Note that in the parts where the natural rubber material is used in this embodiment, an elastic material such as another rubber material can be used instead of the natural rubber material. Further, the mass body of the mass member 3 is not limited to a thick-walled steel pipe, but is not particularly limited as long as it is formed of a metal material. The fixing band may be made of a material other than stainless steel as long as it has sufficient rigidity and can firmly fix the central support member. Further, the number of divisions of the central support member 1 may be multiple divisions other than four, and the number of elastic members 4 provided in each divided arcuate portion is not particularly limited to two as long as it is one or more.

[Effects of the invention] As is clear from the above explanation, the dynamic damper of the invention can significantly reduce the resistance force during press-fitting, so it has simplified the press-fitting work, which used to be very difficult. We were able to achieve significant improvements in work efficiency, such as increased efficiency and reduced work time.
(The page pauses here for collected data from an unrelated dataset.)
Issue #1140, opened 2019-10-31
Blank MPR windows


pieper:
### Describe the Bug

MPR mode doesn't work for this study:

https://idc-sandbox-000.firebaseapp.com/projects/idc-sandbox-000/locations/us-central1/datasets/sdp-dev/dicomStores/scratch/study/61.7.22285965616260355338860879829667630274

[Brief explanation of drawings]

FIG. 1 is a plan view of a dynamic damper according to an embodiment of the present invention, and FIG. 2 is a side view thereof. FIG. 3 is a cross-sectional view taken perpendicular to the axis of the central support member in another embodiment. FIG. 4 is a schematic diagram of a conventional dynamic damper. 1, 5...Central support member, 2...Fixing member, 3
...Mass member, 4...Elastic member.

Claims (1)

[Claims for Utility Model Registration] A central support member whose overall shape is a ring and which is divided into arcs and has a shaft hole that is inserted through and held by a rotating shaft; a fixing member that fixes the central supporting member to the rotating shaft; a ring-shaped mass member having an inner circumferential shape larger than the outer circumferential shape of the rotating shaft, coaxially arranged with the rotating shaft, and mainly composed of a mass body; A dynamic damper comprising: a plurality of elastic members which are integrally coupled, are provided at least one in each divided arcuate portion of the central support member, and extend radially as a whole.